(STORED DATA Opens)
PR #6969, opened 2020-04-29
Fix Jest error in user-provider test

mindy:
**Issue:** 
Running `jest` gives you this error in `user-provider.test.js`: 
```
  console.error node_modules/react-test-renderer/cjs/react-test-renderer.development.js:120
    Warning: An update to UserProvider inside a test was not wrapped in act(...).

    When testing, code that causes React state updates should be wrapped into act(...):

    act(() => {
      /* fire events that update state */
    });
    /* assert on the output */

    This ensures that you're testing the behavior the user would see in the browser. Learn more at https://fb.me/react-wrap-tests-with-act
        in UserProvider
        in GAProvider
```

**Changes:**
Update test so it does not cause this error.

**To test:**
Run `jest` and ensure that no `console.errors` are logged and tests pass.

### DIFF
--- a/kuma/javascript/src/user-provider.test.js
+++ b/kuma/javascript/src/user-provider.test.js
@@ -1,10 +1,13 @@
 //@flow
 /* eslint-disable camelcase */
 import React from 'react';
-import { act, create } from 'react-test-renderer';
+import { render, waitFor } from '@testing-library/react';
 
 import GAProvider from './ga-provider.jsx';
 import UserProvider from './user-provider.jsx';
+
+// This can be removed once https://github.com/mdn/kuma/pull/6940 lands
+require('regenerator-runtime/runtime');
 
 describe('UserProvider', () => {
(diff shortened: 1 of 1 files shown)


kuma/javascript/src/user-provider.test.js
```diff
@@ -1,11 +1,14 @@
...
 /* eslint-disable camelcase */
 import React from 'react';
-import { act, create } from 'react-test-renderer';
+import { render, waitFor } from '@testing-library/react';
 
 import GAProvider from './ga-provider.jsx';
 import UserProvider from './user-provider.jsx';
 
+// This can be removed once https://github.com/mdn/kuma/pull/6940 lands
+require('regenerator-runtime/runtime');
```
peterbe, line 10: Let's wait till #6940 lands so we don't have to remember to make another PR just to remove this.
(STORED DATA Closes)
▶ **WHAT YOU WILL DO**
Give only a number, the count of lines above that include the string "kuma".

▶ **RESULT**
5